** Opening Data for this exercise block **
PR #155, opened 2022-03-11
fix: verify that ReissueShare match

dan-da:
We modify ReissueShare to facilitate verifying that common fields are the same between all mint nodes. (All fields except sig-share must match.)

We also remove from ReissueShare an unnecessary Vec of redundant MintNodeSignature keyed by input KeyImage.  All MintNodeSignature were signing the same Tx, so only one copy is needed.

The above changes enable DbcBuilder::build() to be simplified quite a bit, and it is more correct because now it verifies that all common fields of all ReissueShare are equal.

While we are at it, we do a bit of cleanup/normalization of the API such as renaming NodeSignature to IndexedSignatureShare.

* remove: MintNodeSignature
* remove: MintNodeSignatures
* modify ReissueShare fields
* NodeSignature --> IndexedSignatureShare
* add ReissueShare::to_common_bytes()
* fix: DbcBuilder now correctly checks that ReissueShares match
** Closing Data for this exercise block **
Reproduce the preceding entries exactly and completely.

PR #155, opened 2022-03-11
fix: verify that ReissueShare match

dan-da:
We modify ReissueShare to facilitate verifying that common fields are the same between all mint nodes. (All fields except sig-share must match.)

We also remove from ReissueShare an unnecessary Vec of redundant MintNodeSignature keyed by input KeyImage.  All MintNodeSignature were signing the same Tx, so only one copy is needed.

The above changes enable DbcBuilder::build() to be simplified quite a bit, and it is more correct because now it verifies that all common fields of all ReissueShare are equal.

While we are at it, we do a bit of cleanup/normalization of the API such as renaming NodeSignature to IndexedSignatureShare.

* remove: MintNodeSignature
* remove: MintNodeSignatures
* modify ReissueShare fields
* NodeSignature --> IndexedSignatureShare
* add ReissueShare::to_common_bytes()
* fix: DbcBuilder now correctly checks that ReissueShares match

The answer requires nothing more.